Die beiden Dienstmädchen zögerten und blickten nervös zwischen der imposanten Matriarchin und der schweigsamen Ehefrau hin und her. Langsam machten sie einen Schritt auf Frankie zu und streckten die Hände aus.
Frankie bewegte ihren Körper nicht, aber die Temperatur der Luft um sie herum schien physisch zu sinken.
Ihre Augen wurden leer. Eine reine, unverfälschte Tötungsabsicht – von der Art, die im Blut und Schmutz aktiver Kriegsgebiete geschmiedet wird – explodierte aus ihr heraus. Es war ein erstickender, biologischer Druck.
„Verschwindet", sagte Frankie.
Es war nur ein einziges, leise gesprochenes Wort, aber es hatte das Gewicht einer geladenen Waffe, die ihnen zwischen die Augen gedrückt wurde.

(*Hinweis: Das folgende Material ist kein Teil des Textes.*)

PR #2137, opened 2024-02-04
Fix missing fail import

k-ode:

Fixes a missing import that would crash `types.snapshotProcessor` on usage.

The reason it wasn't caught by typescript is that it assumed `fail` was a built-in jest function.


coolsoftwaretyler:
Thanks @k-ode! Makes sense. We have seen this in a few places before.

If you have a chance, would you mind writing a test case for this? We recently made that a PR requirement and I'd love to protect against regressions on this.

coolsoftwaretyler:
Thanks @k-ode! Merging now and I'll push a patch.

I've also added a new issue to fix this across the whole project. We've seen it before: https://github.com/mobxjs/mobx-state-tree/issues/2138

Die beiden Dienstmädchen schnappten nach Luft. Ihre Knie knickten unter dem schieren Terror, der von Frankies Blick ausging, buchstäblich ein. Sie stolperten rückwärts, eine von ihnen stolperte über den Rand des Perserteppichs und stürzte hart zu Boden.
Eleanor erstarrte, ihr Mund klappte vor Schock auf.